Uncle Elmer


When me and Sister were little Uncle Elmer took us to Wendy’s because they have the biggest senior citizen discount, and we didn’t know what that meant, but somehow, we knew that meant cheap because this was a word he loved to say: cheap—I can get that for cheap at Sam’s he’d say. He wore a cap that said Read The Instructions with a picture of an open book that said The Holy Bible and he played the guitar and made us sing Power In The Blood because it was the only song he knew how to play. And he held us too long when he hugged us real tight, and he made me sit on his lap, and it wasn’t until my first kiss hundreds of miles away when I was eighteen, sitting on a couch made out of leather that I remembered Uncle Elmer licked my ear too.
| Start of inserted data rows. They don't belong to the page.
PR #359, opened 2023-04-21
Add meshgrid indexing

### LINKED ISSUE #358: Add indexing to pytorch meshgrid
I am receiving warnings from pytorch when using the vsi metric:
_UserWarning: torch.meshgrid: in an upcoming release, it will be required to pass the indexing argument._

There is a note in the pytorch documentation for meshgrid:
_torch.meshgrid(*tensors) currently has the same behavior as calling numpy.meshgrid(*arrays, indexing=’ij’).
In the future torch.meshgrid will transition to indexing=’xy’ as the default._

It is necessary to add indexing=’ij’ in the call to meshgrid [here](https://github.com/photosynthesis-team/piq/blob/3de9a2bdd34b2da26a3e15f63b7d70a21cea9bcf/piq/functional/base.py#L34) to keep the same functionality.

rbischof:
torch.meshgrid(*tensors) currently has the same behavior as calling numpy.meshgrid(*arrays, indexing=’ij’).

In the future torch.meshgrid will transition to indexing=’xy’ as the default, so this change is necessary to keep the same functionality.

More info here: https://pytorch.org/docs/stable/generated/torch.meshgrid.html

Closes #358 

## Proposed Changes

  - Change torch.meshgrid(x, y) to torch.meshgrid(x, y, indexing='ij') [here](https://github.com/photosynthesis-team/piq/blob/3de9a2bdd34b2da26a3e15f63b7d70a21cea9bcf/piq/functional/base.py#L34)

### DIFF
--- a/piq/functional/base.py
+++ b/piq/functional/base.py
@@ -31,7 +31,7 @@ def get_meshgrid(size: Tuple[int, int], device: Optional[str] = None, dtype: Opt
     else:
         # Even
         y = torch.arange(- size[1] / 2, size[1] / 2, device=device, dtype=dtype) / size[1]
-    return torch.meshgrid(x, y)
+    return torch.meshgrid(x, y, indexing='ij')
 
 
 def similarity_map(map_x: torch.Tensor, map_y: torch.Tensor, constant: float, alpha: float = 0.0) -> torch.Tensor:
--- a/piq/functional/base.py
+++ b/piq/functional/base.py
@@ -3,6 +3,7 @@ from typing import Tuple, Union, Optional
 import torch
 from piq.utils import _parse_version
 
+
 def ifftshift(x: torch.Tensor) -> torch.Tensor:
     r""" Similar to np.fft.ifftshift but applies to PyTorch Tensors"""
     shift = [-(ax // 2) for ax in x.size()]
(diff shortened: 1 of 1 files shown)


denproc (changes requested):
Hi @rbischof,

Thank you for raising the issue and contributing with the PR.
While the change works fine for recent and future version, it may fail for some older versions, which we still support. 

Could you please add a wrapping similar to out FFT [here](https://github.com/photosynthesis-team/piq/blob/09aad9e1bde484dfbdc4b1bc20020711145636c5/piq/vsi.py#L218) to use `indexing` for `torch>=1.10.0`?

Cheers!

piq/functional/base.py
```diff
@@ -31,7 +31,7 @@ def get_meshgrid(size: Tuple[int, int], device: Optional[str] = None, dtype: Opt
     else:
         # Even
         y = torch.arange(- size[1] / 2, size[1] / 2, device=device, dtype=dtype) / size[1]
-    return torch.meshgrid(x, y)
+    return torch.meshgrid(x, y, indexing='ij')
```
denproc, line 34:
```suggestion
    # Use indexing param depending on torch version
    recommended_torch_version = _parse_version("1.10.0")
    torch_version = _parse_version(torch.__version__)
    if len(torch_version) > 0 and torch_version >= recommended_torch_version:
        return torch.meshgrid(x, y, indexing='ij')
    return torch.meshgrid(x, y)
```

denproc (commented):
Add missing import

denproc (approved):

PR #65, opened 2022-12-17
Provider for immobilien.de

vanHekthor:
This PR adds a provider for [immobilien.de](https://www.immobilien.de/).


orangecoding:
nice, I didn't even know about them. Thanks 💋

PR #66, opened 2022-12-17
Suggestions to improve the README information

vanHekthor:
2 changes that I think would make it easier for users and developers to understand Fredy:

### 1. Fix the mix-up of providers and adapters
The descriptions of providers and adapters seem to have been mixed up.
When comparing them to the project structure (the adapter and provider folders), it clearly is supposed to be the other way around.
It is also stated the other way around in the `CONTRIBUTING.md`.

### 2. Provide commands for development
The following section is a bit confusing in my opinion:
> To run _Fredy_ in development mode, you need to run the backend & frontend separately. Run the backend in your favorite IDE, the frontend can be started from the terminal.

The way it is phrased implies that you need an IDE to run the backend whereas the frontend can be started only using the terminal.
Just providing the 2 commands (`yarn run start` and `yarn run dev`) for running the backend and the frontend may be more straightforward.

### DIFF
--- a/README.md
+++ b/README.md
@@ -33,20 +33,20 @@ _Fredy_ will start with the default port, set to `9998`. You can access _Fredy_ 
 ## Understanding the fundamentals
 There are 3 important parts in Fredy, that you need to understand to leverage the full power of _Fredy_.
 
-#### Adapter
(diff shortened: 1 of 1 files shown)


orangecoding:
Cool, thanks :)

PR #75, opened 2023-04-06
Fix validation and add ntfy as notification adapter

dalins:
Add ntfy as notification adapter and there was a bug inside the validation of number input which is fixed. This fix was necessary to enable ntfy priority.

### DIFF
--- a/lib/notification/adapter/ntfy.js
+++ b/lib/notification/adapter/ntfy.js
@@ -1,0 +1,50 @@
+import { markdown2Html } from '../../services/markdown.js';
+import { getJob } from '../../services/storage/jobStorage.js';
+import fetch from 'node-fetch';
+import utf8 from 'utf8';
+export const send = ({ serviceName, newListings, notificationConfig, jobKey }) => {
+  const { priority, server, topic } = notificationConfig.find((adapter) => adapter.id === 'ntfy').fields;
+  const job = getJob(jobKey);
+  const jobName = job == null ? jobKey : job.name;
+  const url = `${server}/${topic}`;
+  const promises = newListings.map((newListing) => {
+    const message = utf8.encode(
+      `Address: ${newListing.address} Size: ${newListing.size.replace(/2m/g, '$m^2$')} Price: ${newListing.price}`
+    );
+    return fetch(url, {
+      method: 'POST',
+      headers: {
+        'X-Click': newListing.link,
+        'X-Message': message,
+        'X-Priority': priority,
+        'X-Tags': [serviceName, jobName],
+        'X-Title': utf8.encode(newListing.title),
+      },
+    });
+  });
+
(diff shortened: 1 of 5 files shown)


ui/src/views/jobs/mutation/components/notificationAdapter/NotificationAdapterMutator.jsx
```diff
@@ -25,9 +25,12 @@ const validate = (selectedAdapter) => {
       results.push('All fields are mandatory and must be set.');
       continue;
     }
-    if (uiElement.type === 'number' && (typeof uiElement.value !== 'number' || uiElement.value < 0)) {
-      results.push('A number field cannot contain anything else and must be > 0.');
-      continue;
+    if (uiElement.type === 'number') {
+      const numberValue = parseFloat(uiElement.value);
```
orangecoding, line 29: why `parseFloat` wouldn't `parseInt` be more sufficient?

lib/notification/adapter/ntfy.js
```diff
@@ -0,0 +1,50 @@
...
+    },
+    server: {
+      type: 'text',
+      label: 'Server-URL',
+      description: 'The server url to the send the notification to.',
+    },
+    topic: {
+      type: 'text',
+      label: 'topic',
+      description: 'The topic where fredy should send notifications to.',
```
orangecoding, line 47: I'd suggest to add the following:
```
The topic where fredy should send notifications to. The topic is a secret, only known to you, make sure it is something not generic.
```

lib/notification/adapter/ntfy.js
```diff
@@ -0,0 +1,50 @@
...
+export const send = ({ serviceName, newListings, notificationConfig, jobKey }) => {
+  const { priority, server, topic } = notificationConfig.find((adapter) => adapter.id === 'ntfy').fields;
+  const job = getJob(jobKey);
+  const jobName = job == null ? jobKey : job.name;
+  const url = `${server}/${topic}`;
+  const promises = newListings.map((newListing) => {
+    const message = utf8.encode(
+      `Address: ${newListing.address} Size: ${newListing.size.replace(/2m/g, '$m^2$')} Price: ${newListing.price}`
+    );
+    return fetch(url, {
```
orangecoding, line 14: while I totally appreciate not to use a lib for a simple http call, in this case, it might make sense to use one.

I'm thinking about using this: https://github.com/cityssm/node-ntfy-publish

If you decide against this, at least please don't use utf8 as an external dependency, coz it's unmaintained (last update 6 years ago and tons of issues)

orangecoding (changes requested):
Thanks so much for your contribution. I did not even know about ntfy... 😱 
Could you check the comments I made?

orangecoding (approved):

And I didn’t say anything to anyone about it. See he’d tell us at Wendy’s when he was born in Georgia his mama didn’t want a boy, so she sent him to school in bonnets and dresses, told everyone he was her little girl. He fought in Germany in World War II, got married and had two children: one became a jewelry thief, and the other one married a woman who believes Jesus had blue eyes. He lived in Virginia Beach and he drove with one foot on the gas and the other on the brake pedal. He wore shirts that showed his chest hair—it was black. He took us to the mountains. He took us to the mall. He paid us for picking up pecans in his yard. At Wendy’s he’d dump whatever crust was left of his French fries out the box and onto a napkin and then lick his finger and pick up every piece of salt. After my Aunt Lillie died, he married a woman in the Philippines, much younger with children and dreams of any American college. He flies over to see her, navigating the overcrowded streets in his tennis shoes from before I was born. He sends us a picture of Philippine string beans—they’re real skinny and long. He takes out his hearing aids and has sex with his new wife, and when they’re done he takes her family out to Wendy’s, and he licks his finger again.